Pembangunan peternakan ayam di Indonesia erat kaitannya dengan pemenuhan kebutuhan konsumsi hewani di dalam negeri. Serangan AI (avian influenza) diprediksi memberi dampak yang cukup besar terutama terhadap kemampuan produksi guna memenuhi kebutuhan konsumsi. AI menyebabkan kematian yang tinggi pada ayam yang terinfeksi.

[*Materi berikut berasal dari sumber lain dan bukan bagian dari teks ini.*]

PR #11, opened 2025-07-17
Locally Nameless Beta Confluence

chenson2018:
This PR would add a proof of beta reduction confluence for the locally nameless representation of the lambda calculus. I have used the new `reduction_sys` attribute, which seems to work well. There are a few relatively small issues I have marked with `TODO` comments. These could be addressed in a future PR, but I will mention them here:

- It is useful to have a lemma of the form `rs.Red = Rel`, where `rs` is the reduction system generated from `Rel`. I think this could automatically be generated with the reduction system.
- Occasionally the notation causes problems for automation like `aesop`, where you end up needing to carrying around two versions of a proof.
- My proof for the diamond property of parallel reduction is long. I tried using the Takahashi translation proof, but had trouble doing this for locally nameless terms.

Edit: I fixed the issue with `Trans`

### DIFF
--- a/Cslib/Computability/LambdaCalculus/Untyped/LocallyNameless/AesopRuleset.lean
+++ b/Cslib/Computability/LambdaCalculus/Untyped/LocallyNameless/AesopRuleset.lean
@@ -1,3 +1,3 @@
 import Aesop
 
-declare_aesop_rule_sets [ln] (default := true)
+declare_aesop_rule_sets [LambdaCalculus.LocallyNameless.ruleSet] (default := true)
--- a/Cslib/Computability/LambdaCalculus/Untyped/LocallyNameless/AesopRuleset.lean
+++ b/Cslib/Computability/LambdaCalculus/Untyped/LocallyNameless/AesopRuleset.lean
@@ -1,0 +1,3 @@
+import Aesop
+
+declare_aesop_rule_sets [ln] (default := true)
--- a/Cslib/Computability/LambdaCalculus/Untyped/LocallyNameless/BetaReduction.lean
+++ b/Cslib/Computability/LambdaCalculus/Untyped/LocallyNameless/BetaReduction.lean
@@ -6,6 +6,7 @@ Authors: Chris Henson
 
 import Cslib.Computability.LambdaCalculus.Untyped.LocallyNameless.Basic
 import Cslib.Computability.LambdaCalculus.Untyped.LocallyNameless.Properties
+import Cslib.Semantics.ReductionSystem.Basic
 
 /-! # β-reduction for the λ-calculus
 
@@ -24,6 +25,7 @@ variable {Var : Type u}
 namespace LambdaCalculus.LocallyNameless.Term
 
 /-- A single β-reduction step. -/
+@[reduction_sys beta_rs "β"]
 inductive Step : Term Var → Term Var → Prop
 /-- Reduce an application to a lambda term. -/
 | β : LC (abs M)→ LC N → Step (app (abs M) N) (M ^ N)
@@ -34,18 +36,12 @@ inductive Step : Term Var → Term Var → Prop
 /-- Congruence rule for lambda terms. -/
 | ξ (xs : Finset Var) : (∀ x ∉ xs, Step (M ^ fvar x) (N ^ fvar x)) → Step (abs M) (abs N) 
 
-/-- Notation for a single reduction step. -/
-notation:39 t " ⇢β " t' => Step t t'
-
-/-- Notation for multiple reduction steps (the reflexive transitive closure). -/
-notation:39 t " ↠β " t' => Relation.ReflTransGen Step t t'
-
 open Step
 
 variable {M M' N N' : Term Var}
 
 /-- The left side of a reduction is locally closed. -/
-lemma step_lc_l (step : M ⇢β M') : LC M := by
+lemma step_lc_l (step : M ⭢β M') : LC M := by
   induction step <;> constructor
   all_goals assumption
 
@@ -66,22 +62,22 @@ theorem redex_app_r_cong : (M ↠β M') → LC N → (app N M ↠β app N M') :=
 variable [HasFresh Var] [DecidableEq Var]
 
 /-- The right side of a reduction is locally closed. -/
-lemma step_lc_r (step : M ⇢β M') : LC M' := by
+lemma step_lc_r (step : M ⭢β M') : LC M' := by
   induction step
-  case β => apply beta_lc <;> assumption
+  case «β» => apply beta_lc <;> assumption
   all_goals try constructor <;> assumption 
 
 /-- Substitution respects a single reduction step. -/
-lemma redex_subst_cong (s s' : Term Var) (x y : Var) : (s ⇢β s') -> (s [ x := fvar y ]) ⇢β (s' [ x := fvar y ]) := by
+lemma redex_subst_cong (s s' : Term Var) (x y : Var) : (s ⭢β s') -> (s [ x := fvar y ]) ⭢β (s' [ x := fvar y ]) := by
   intros step
   induction step
   case ξₗ ih => exact ξₗ (subst_lc (by assumption) (by constructor)) ih 
   case ξᵣ ih => exact ξᵣ (subst_lc (by assumption) (by constructor)) ih  
-  case β m n abs_lc n_lc => 
+  case «β» m n abs_lc n_lc => 
     cases abs_lc with | abs xs _ mem =>
       simp only [open']
       rw [subst_open x (fvar y) 0 n m (by constructor)]
-      refine β ?_ (subst_lc n_lc (by constructor))
+      refine «β» ?_ (subst_lc n_lc (by constructor))
       exact subst_lc (LC.abs xs m mem) (LC.fvar y)
   case ξ m' m xs mem ih => 
     apply ξ ({x} ∪ xs)
@@ -97,7 +93,7 @@ lemma redex_subst_cong (s s' : Term Var) (x y : Var) : (s ⇢β s') -> (s [ x :=
     all_goals aesop
 
 /-- Abstracting then closing preserves a single reduction. -/
-lemma step_abs_close {x : Var} : (M ⇢β M') → (abs (M⟦0 ↜ x⟧) ⇢β abs (M'⟦0 ↜ x⟧)) := by
+lemma step_abs_close {x : Var} : (M ⭢β M') → (abs (M⟦0 ↜ x⟧) ⭢β abs (M'⟦0 ↜ x⟧)) := by
   intros step
   apply ξ ∅
   intros y _
--- a/Cslib/Computability/LambdaCalculus/Untyped/LocallyNameless/BetaReduction.lean
+++ b/Cslib/Computability/LambdaCalculus/Untyped/LocallyNameless/BetaReduction.lean
@@ -1,0 +1,126 @@
+/-
+Copyright (c) 2025 Chris Henson. All rights reserved.
+Released under Apache 2.0 license as described in the file LICENSE.
+Authors: Chris Henson
+-/
+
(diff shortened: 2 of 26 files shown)


chenson2018:
Side comment: would we like to configure GitHub to merge PRs as a squash commit? I personally like this because it makes the history cleaner, but I know people have differing opinions.

fmontesi:
Yeah, squash and merge sounds good, especially for PRs with so many commits.

fmontesi:
Half-way through it, looking good so far. You still have quite a few definitions (also from the previous pr, I think) where the order of parameters is different from the corresponding notation. I'd consider switching, for example: in defs about terms for opening and closing, I'd make the first parameter the term being manipulated. This will allow for dot-notation, which is pretty nice.

Do you see counter-indications to what I'm saying?

(I think I understand the reasoning behind your current approach btw, it makes the signature at the end a clean Term -> Term in many cases.)

chenson2018:
> Half-way through it, looking good so far. You still have quite a few definitions (also from the previous pr, I think) where the order of parameters is different from the corresponding notation. I'd consider switching, for example: in defs about terms for opening and closing, I'd make the first parameter the term being manipulated. This will allow for dot-notation, which is pretty nice.
> 
> Do you see counter-indications to what I'm saying?
> 
> (I think I understand the reasoning behind your current approach btw, it makes the signature at the end a clean Term -> Term in many cases.)

This PR does not introduce any new notations (outside of using `reduction_sys`), so these would be previously reviewed definitions. There are exactly four notations defined in `LocallyNameless.Basic`: opening, closing, and their specializations to the closest binding. 

My opinion on the dot notation is similar to Yael's in the Zulip discussion the other day. In Mathlib, the idiomatic pattern seems to be treating notation as the cannonical form and building an "API" around them. We seem to be following this idiom with our notations for reduction, substitution, etc., and ideally we would never see the non-notation terms and dot notation at all (perhaps needing delaborators to realize this fully). I do like dot notation myself on occasion, but I think it is considered a bit of an anti-pattern to be concerned with argument layout in this way. I also find it a hassle for functions with multiple paramaters of the same type to have to think about the order in which they were used. And finally yes, I like the aesthetic of pattern matching on a `Term -> Term`, though of course this is not a reason to make a decision one way or another.

In short, I think the order of paramaters for a definition used as notation should be treated as irrelevant. It's no big deal at all to change it if you would like, but I think as we encounter situations where it seems we need to work with these terms directly we should be thinking about why the abstraction of using these notations as API has broken down and aim to fix this. 

(A very long message to conclude something doesn't matter 😂)

fmontesi:
Mmmh.... Ok, I think I'm sold! 😀

Cslib/Computability/LambdaCalculus/Untyped/LocallyNameless/BetaReduction.lean
```diff
@@ -0,0 +1,122 @@
...
+
+universe u
+
+variable {Var : Type u} 
+
+namespace LambdaCalculus.LocallyNameless.Term
+
+/-- A single β-reduction step. -/
+@[reduction_sys beta_rs "β"]
+inductive Step : Term Var → Term Var → Prop
```
fmontesi: What strategy is this? Full beta-reduction + reduction under abstraction?

chenson2018: I always have to look up the strategy names... yes this is full, as there are no side conditions about values.

fmontesi: Probably good to give it a descriptive name then. Shall we call it fullBetaRs (I'm not sure if reduction systems should be camel or snake cased, do you know what they do in mathlib perhaps?) and fullβ (or fβ) as notation suffix then?

Other strategy suffixes are probably gonna be cbv, cbn, cbf, no, ao, etc.

chenson2018: Following the style guide, I think the inductive should be `UpperCamelCase`, while an instance of a structure `lowerCamelCase`, so your suggested names sound good.

Cslib/Computability/LambdaCalculus/Untyped/LocallyNameless/FullBetaConfluence.lean
```diff
@@ -0,0 +1,248 @@
...
+/-! # β-confluence for the λ-calculus -/
+
+universe u
+
+variable {Var : Type u} 
+
+namespace LambdaCalculus.LocallyNameless.Term
+
+/-- A parallel β-reduction step. -/
+@[aesop safe [constructors], reduction_sys paraRs "ₚ"]
```
fmontesi: This might be ok because it's 'safe' (so faster than unsafe), but I've had bad experiences in another big project with aesop annotations without a specified ruleset, especially when it comes to cases and constructors. Search becomes just too slow. Grind seems better at this (without requiring rulesets) but I don't think they support constructors/cases.

Should we just introduce a ruleset for nameless lambda calculus? If so, this is probably a good time to figure out/discuss a name scheme for rule sets.

Cslib/Computability/LambdaCalculus/Untyped/LocallyNameless/FullBeta.lean
```diff
@@ -0,0 +1,122 @@
...
+
+variable {Var : Type u} 
+
+namespace LambdaCalculus.LocallyNameless.Term
+
+/-- A single β-reduction step. -/
+@[reduction_sys fullBetaRs "βᶠ"]
+inductive FullBeta : Term Var → Term Var → Prop
+/-- Reduce an application to a lambda term. -/
+| β : LC (abs M)→ LC N → FullBeta (app (abs M) N) (M ^ N)
```
fmontesi: Where do the rule names come from? I'm particularly curious about the contextual/congruence rules, which are labelled by the symbol typically used to range over contexts, but they don't actually (formally) use contexts. I would've expected names like appL, appR, etc. (but I can't find a reference, I'm making this up from experience!).

chenson2018: This is just misleading notation, your names are better and closer to the ones used in the [listed reference](https://chargueraud.org/research/2009/ln/main.pdf) (section 4.5). I think I accidentally mixed this in from Barendregt.

Cslib/Computability/LambdaCalculus/Untyped/LocallyNameless/FullBetaConfluence.lean
chenson2018: Yeah, I should do this now rather than later. I also want to revisit exactly what is marked as `simp`. Having calls to `aesop (config := {enableSimp := false})` is probably an indicator I'm unfold notations too eagerly. I think maybe I should remove some of the simp attributes on definitions used in notation and have a lemma for each match case, then use these in an `aesop` ruleset.

(Regarding naming, no strong opinions yet.)

chenson2018: @fmontesi I have added an aesop ruleset. I think this is a great improvement! This is much closer to the ideal of treating notation as the canonical form with API built around it. I was able to remove places where I was using `simp` to destruct the opening, closing, and substitution notations, and also greatly simplified some of the proofs in `Properties.lean`.

Cslib/Computability/LambdaCalculus/Untyped/LocallyNameless/FullBeta.lean
```diff
@@ -0,0 +1,122 @@
...
+variable [HasFresh Var] [DecidableEq Var]
+
+/-- The right side of a reduction is locally closed. -/
+lemma step_lc_r (step : M ⭢βᶠ M') : LC M' := by
+  induction step
+  case beta => apply beta_lc <;> assumption
+  all_goals try constructor <;> assumption 
+
+/-- Substitution respects a single reduction step. -/
+lemma redex_subst_cong (s s' : Term Var) (x y : Var) : (s ⭢βᶠ s') -> (s [ x := fvar y ]) ⭢βᶠ (s' [ x := fvar y ]) := by
```
fmontesi: Ascii arrow instead of \to

fmontesi: Ascii arrow instead of \to

Cslib/Computability/LambdaCalculus/Untyped/LocallyNameless/FullBetaConfluence.lean
```diff
@@ -0,0 +1,249 @@
...
+    Parallel n n' → 
+    Parallel (app (abs m) n) (m' ^ n')
+
+-- TODO: I think this could be generated along with `para_rs`
+lemma para_rs_Red_eq {α} : (@paraRs α).Red = Parallel := by rfl
+
+variable {M M' N N' : Term Var}
+
+/-- The left side of a parallel reduction is locally closed. -/
+@[aesop unsafe]
```
fmontesi: Probably good to have a ruleset here as well.

Cslib/Computability/LambdaCalculus/Untyped/LocallyNameless/AesopRuleset.lean
```diff
@@ -0,0 +1,3 @@
+import Aesop
+
+declare_aesop_rule_sets [ln] (default := true)
```
fmontesi: Proposal for a proto-convention: qualify the ruleset name with the namespace of the locally nameless lambda calculus?

Cslib/Utils/Relation.lean
```diff
@@ -1,10 +1,51 @@
...
+  revert C
+  induction AB using Relation.ReflTransGen.head_induction_on <;> intros C BC
+  case refl => exists C
+  case head _ _ A'_C' _ ih =>
+    obtain ⟨D, ⟨CD, C'_D⟩⟩ := diamond_extend h BC A'_C'
+    obtain ⟨D', ⟨B_D', D_D'⟩⟩ := ih C'_D
+    exact ⟨D', ⟨B_D', trans CD D_D'⟩⟩
+
+/-- Equivalence of relations preserves the diamond property. -/
+theorem diamond_bisim (sim : ∀ {M N : α}, R M N ↔ R' M N) (h : Diamond R) : Diamond R' := by
```
fmontesi: More than bisim, isn't this relational equality? (Can't you prove R = R' from sim?)

chenson2018: Oh yeah, this is silly  to write in Lean... I can remove this entirely.

chenson2018: In case it's not clear why I wrote something so weird: imagine we were instead in Type or a theory without proof irrelevance. Then I would really need a witness.

Cslib/Computability/LambdaCalculus/Untyped/LocallyNameless/AesopRuleset.lean
chenson2018: I don't understand, what would it be here for instance?

fmontesi: Something like:

Computability.LambdaCalculus.Nameless.aesopRS

Too much of a mouthful? 😅

fmontesi: Or just ruleSet instead of aesopRS

chenson2018: With the way our namespaces are set up, we don't include `Computability`, so I think `LambdaCalculus.LocallyNameless.ruleSet` seems fine. Unfortunately I don't think the aesop attributes check namespaces so you have to write it out each time, but I think this is still best.

fmontesi (approved):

“Program pencegahan AI yang telah dirancang dengan baik belum tentu dapat diterapkan sepenuhnya oleh peternak. Pengetahuan peternak terhadap gejala klinis penyakit AI masih sangat rendah,”papar Yusmi Nur Wakhidati, pada ujian terbuka doktor Program Pascasarjana Fakultas Pertanian UGM, Kamis (30/2).
Dalam disertasinya berjudul “Pengaruh Pencegahan Avian Influenza Terhadap Usaha Ternak dan preferensi Risiko Peternak Ayam di Wilayah Banyuman”, Yusmi mengatakan pengetahuan peternak yang kurang memadai mengenai penyakit AI menyebabkan peternak tidak selalu menerapkan biosekuritas pada usahanya. Pengetahuan peternak yang beragam, tidak hanya pada pemahaman mengenai penyakit AI, tetapi juga berhubungan dengan alokasi input produksi.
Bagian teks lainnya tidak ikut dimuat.